Aspect Splits As Contextual Faithfulness
Ellen Woolford
http://people.umass.edu/ellenw/
abstract:
This paper focuses
on three examples of aspect splits, wherein a particular Case, agreement form,
or preposition is restricted, to or prohibited in, the perfective aspect. In
Hindi and related languages, ergative Case is restricted to the perfective
aspect. This split provides evidence for contextual (positional) faithfulness
when its effect is viewed in combination with a second split in Nepali which
expands the distribution of ergative Case into some imperfective contexts. The
second example of an aspect split has nothing to do with ergativity. In Palauan,
preposition insertion is prohibited in the perfective aspect. This can be
accounted for with either DEP-perfective (P) or *P/perfective. This Palauan
split is interesting because it involves an aspect driven choice between two
possible ‘repairs’ to a phenomenon in clauses that resembles coda conditions or
onset faithfulness in syllables.
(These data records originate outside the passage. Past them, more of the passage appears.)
PR #743, opened 2022-01-10
refactor/GRW-640: redesign CancellationOptions

guilhermespopolin:
## What?

Update `<CancellationOptions />` to be compliance with its redesign proposed as part of _Connect Payment at Sign_ feature.

## Note for reviewers

You might notice that there are two 'versions' of `CancellationOptions` and `StartDate`  files updated on this PR:
- `pages/OfferNew/Introduction/Sidebar/CancellationOptions.tsx` and `pages/Offer/Introduction/Sidebar/CancellationOptions.tsx`
- `pages/OfferNew/Introduction/Sidebar/StartDate.tsx` and `pages/Offer/Introduction/Sidebar/StartDate.tsx`

That's because we're keeping duplicated files while transitioning to the new _QuoteCart API_ and, as a consequence, we need to propagate changes in the old files into the new ones. So even though the PR states _15 files changed_, only the following are worth reviewing:

- `src/client/components/Switch.tsx`
- `src/client/pages/OfferNew/Introduction/Sidebar/CancellationOptions.tsx`
- `src/client/pages/OfferNew/Introduction/Sidebar/StartDate.tsx`

**Ticket(s): [GRW-640](https://hedvig.atlassian.net/browse/GRW-640)**

## How to test

Access the review app linked below and complete the switcher flow in _Embark_. In case you don't have an account with a different insurance provider, you can just skip the part of the flow which is about to collect info about your current insurance provider by selecting any insurance provider at the beginning of the flow and then clicking on [Skip] button:


src/client/pages/OfferNew/Introduction/Sidebar/StartDate.tsx
```diff
@@ -141,17 +141,6 @@ const DateInputModalWrapper = styled.div<{
   border-radius: 8px;
 `
 
-const StyledDateInput = styled(DateInputForm)<{
```
guilhermespopolin, line 144: I'm removing this part since these styles are never being applied since `DateInputForm` [doesn't accept a className prop](https://emotion.sh/docs/styled#:~:text=styled%20can%20style%20any%20component%20as%20long%20as%20it%20accepts%20a%20className%20prop.)

src/client/components/Switch.tsx
```diff
@@ -23,31 +23,57 @@ const SwitchNobble = styled(Tick)`
...
+/**
+ * The idea is to build a custom checkbox component that is accesibible and that
+ * provides a good UX when it comes about controlling it: e.g it should possible
+ * to bind it with a label e toggle it by clicking on the label.
+ * We could solve the accessible part of the problem by using aria-* attributes.
+ * However, the UX part would require a bunch of JS to emmit the events properly.
+ * With that said, one well adopted solution is to use a hidden checkbox to handle
+ * check/unchecked state that's visually hidden along with your custom implmentation
+ * of a checkbox (styles, animation, etc)
+ */
```
robinandeer, line 35: Can we explain this in a shorter way? Otherwise, I love the initiative!

src/client/components/Switch.tsx
```diff
@@ -23,31 +23,57 @@ const SwitchNobble = styled(Tick)`
...
-        borderColor: colorsV3.gray300,
-      },
-    }}
-    transition={{ duration: 0.1 }}
-    role="checkbox"
-    aria-checked={value}
-  >
-    <SwitchNobble />
-  </SwitchContainer>
+export const Switch: React.FC<SwitchProps> = ({
```
robinandeer, line 53: nit: skip `React.FC`

src/client/components/Switch.tsx
```diff
@@ -23,31 +23,57 @@ const SwitchNobble = styled(Tick)`
...
+  className,
+  value,
+  onChange,
+}) => (
+  <>
+    <InclusiveHiddenCheckbox type="checkbox" onChange={onChange} />
+    <SwitchContainer
+      className={className}
+      aria-hidden
```
robinandeer, line 62: nit: I would just change to

```suggestion
      aria-hidden={true}
```

src/client/pages/Offer/Introduction/Sidebar/CancellationOptions.tsx
```diff
@@ -68,14 +63,26 @@ export const CancellationOptions: React.FC<CancellationOptionsProps> = ({
...
+  })
+}
+
+type QuoteCancellationOptionProps = {
   quoteCartId: string
   quote: OfferQuote
   setShowError: (showError: boolean) => void
 }
+
 const QuoteCancellationOption: React.FC<QuoteCancellationOptionProps> = ({
```
robinandeer, line 85: nit: consider removing `React.FC`

src/client/pages/Offer/Introduction/Sidebar/CancellationOptions.tsx
```diff
@@ -88,6 +95,7 @@ const QuoteCancellationOption: React.FC<QuoteCancellationOptionProps> = ({
   const [editQuote] = useEditBundledQuoteMutation()
 
   const isChecked = !quote.startDate
+  const labelContent = getLabelContent(textKeys, quote)
```
robinandeer, line 98: nit: I would call this variable like `checkboxLabel`

src/client/pages/Offer/Introduction/Sidebar/CancellationOptions.tsx
```diff
@@ -114,25 +122,14 @@ const QuoteCancellationOption: React.FC<QuoteCancellationOptionProps> = ({
   return (
     // TODO: This logic needs some clarification
```
robinandeer, line 123: Is this comment still relevant?

robinandeer (commented):
Nice work! I can't see much to improve but added just a few comments

Will test in review app before approving :)

src/client/components/Switch.tsx
```diff
@@ -23,31 +23,44 @@ const SwitchNobble = styled(Tick)`
...
-    role="checkbox"
-    aria-checked={value}
-  >
-    <SwitchNobble />
-  </SwitchContainer>
+export const Switch = ({ className, ...checkboxProps }: SwitchProps) => (
+  <>
+    <InclusiveHiddenCheckbox type="checkbox" {...checkboxProps} />
+    <SwitchContainer
+      className={className}
```
styrelius, line 48: Why do we want to be able to pass `className`?

styrelius (commented):
Great job! 🌟 

One thing I noticed though is that the checkmark in the implementation looks a lot thinner than in Figma.

Code: 
image


Figma: 
image


Also one question below, out of curiosity.

src/client/components/Switch.tsx
guilhermespopolin: TL;DR: To be able to control positioning/spacing outside `Switch`

I'm doing this because I wanted to be able to change its style in case I need to. Particularly in this case, I wanted to add some [spacing between](https://github.com/HedvigInsurance/web-onboarding/pull/743/files#diff-e5ba53806ba548c23022cb64eabc499c9f06d6cc1651ab055a8fea78717b6ec9R33) the checkbox (`Switch`) and the label. One might argue that I could solve the problem by adding the margin directly into `Switch` component but I think that by doing it in this way you end up with a more flexible component, leaving positioning/spacing matters to consumers, that usually have specifics about this, to handle them.

guilhermespopolin:
> Great job! 🌟
> 
> One thing I noticed though is that the checkmark in the implementation looks a lot thinner than in Figma.
> 
> Code: image
> 
> Figma: image

You're right :)
Gonna address that.

guilhermespopolin:
Screenshot 2022-02-04 at 14 22 53

FYI @styrelius

src/client/components/Switch.tsx
styrelius: Hm, I see. I generally think allowing for a `className` prop makes component a little _too_ flexible. Especially in this case where it's only for one purpose. How about a `gap` prop instead, or something similar?

robinandeer: I guess this would be a great discussion for a design system 😉 

I personally really like the ability to `styled(Switch)` to adapt styles to the context. I worry more about too much flexibility when it comes to things like our Storyblok blocks.

src/client/pages/OfferNew/Introduction/Sidebar/CancellationOptions.tsx
```diff
@@ -1,47 +1,39 @@
 import styled from '@emotion/styled'
-import { colorsV3 } from '@hedviginsurance/brand'
 import { format } from 'date-fns'
```
robinandeer, line 2: nit: make more explicit

```suggestion
import { format as formatDate } from 'date-fns'
```

robinandeer (dismissed):
I meeeeean, as far as I can tell it looks good. Let's do some proper testing when we merge!

Maybe add another end2end test or something

src/client/components/icons/Tick.tsx
```diff
@@ -1,6 +1,11 @@
 import React from 'react'
+import { colorsV3 } from '@hedviginsurance/brand'
 
-export const Tick: React.FC<{ color?: string }> = ({ color = '#fff' }) => (
+export type Props = {
```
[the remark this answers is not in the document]
guilhermespopolin: Oh, I thought it was a convention. I vaguely remember pointing out the same thing in a PR someone else have opened and I got the understanding that it was a convention. But I agree with you: I personally prefer `<component-name>Props` for prop type naming.

src/client/components/Switch.tsx
guilhermespopolin: Yeah, a `gap` prop would work. But then I would need to make decisions about where the gap should be applied (top, right, bottom, left, or a mix) or if should I implemented using it `margin` or `padding`, etc. I guess it's just simpler to enable opt-in style customisation of all sort. But as @robinandeer mentioned, that's debatable.

styrelius: Realized that I maybe wasn't super clear. I was thinking that we'd probably never have _just_ a checkbox so a `gap` prop would rather be for the container - with both the checkbox and label - to set a space between them. There could also be a prop to decide whether or not the label comes before or after the checkbox. 

But yes, let's maybe not continue that discussion here 😄

guilhermespopolin: Oh, I see it now and I agree with you. I have came with the same conclusion while working on this. It's on my "personal backlog" open another PR with such refactoring and other stuff as well; e.g  rename `Switch` --> `Checkbox`.

src/client/components/icons/Tick.tsx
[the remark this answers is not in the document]
styrelius: Haha, yes we had that discussion and I pointed out that the pattern we follow in most files is naming the type for a component's props simply `Props`. But that's definitely not a hill I'm willing to die on so maybe we should change pattern 😄

src/client/pages/OfferNew/Introduction/Sidebar/CancellationOptions.tsx
```diff
@@ -70,78 +61,80 @@ export const CancellationOptions: React.FC<CancellationOptionsProps> = ({
...
-        .then(() => refetch())
-        .catch(handleFail)
-        .finally(() => setIsLoading(false))
+      if (!checked) {
+        await removeStartDate({
+          variables: {
+            quoteId: quote.id,
+          },
+        })
+        await refetch()
```
styrelius, line 111: Question: Is this `await` necessary when this is the last thing that happens in this block?

styrelius (commented):
One thought: Have you checked with Zak or Amy if they're happy with the solution of using the display name for our insurance as name of the user's current insurance? Our product names are pretty long ("Home Insurance Renter" etc.) and probably not exactly the name of their current insurance 🤔

src/client/pages/OfferNew/Introduction/Sidebar/CancellationOptions.tsx
guilhermespopolin: Yes. That's because checkbox state (checked/unchecked) is defined based API data. So here we're executing some mutations when user clicks on the checkbox and then we need to wait until we get new data changed by the mutations before removing the loading state and show the checkbox with the correct state. This is the result in case I remove it:

https://user-images.githubusercontent.com/19200662/152811783-85229ba6-4fe7-4b02-86a4-7d5189616385.mov

guilhermespopolin:
> One thought: Have you checked with Zak or Amy if they're happy with the solution of using the display name for our insurance as name of the user's current insurance? Our product names are pretty long ("Home Insurance Renter" etc.) and probably not exactly the name of their current insurance 🤔

I assumed Zak kind of know this already but I'm checking now.

guilhermespopolin:
> One thought: Have you checked with Zak or Amy if they're happy with the solution of using the display name for our insurance as name of the user's current insurance? Our product names are pretty long ("Home Insurance Renter" etc.) and probably not exactly the name of their current insurance 🤔

I've checked with them and they are ok with this solution

src/client/pages/OfferNew/Introduction/Sidebar/CancellationOptions.tsx
styrelius: Ah yes 👍

styrelius (commented):
For some reason the spinner looks a little crazy in the checkout slide-in thingy 🤪 

https://user-images.githubusercontent.com/42962286/152950987-34b5cb6d-ebdf-438b-a0cf-6a583960dd58.mov

robinandeer (approved):
Code-wise looks good to me :D

I wasn't able to test it - when I select "Skip" I don't see the cancellation option...

robinandeer:
@guilhermespopolin now it worked super well! :D Great work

The third example of an aspect split, in
Yucatec Maya and related languages, involves a prohibition against using one
agreement series (Set A) in the perfective aspect. Because agreement is not
present in the input to syntax, either a contextually restricted DEP constraint
or markedness constraint will do, but the context can only be perfective (not
imperfective). Thus, all three aspect splits can be analyzed as contextual
faithfulness, but only one must be; and the context of an aspect split appears
to be restricted to perfective (rather than imperfective).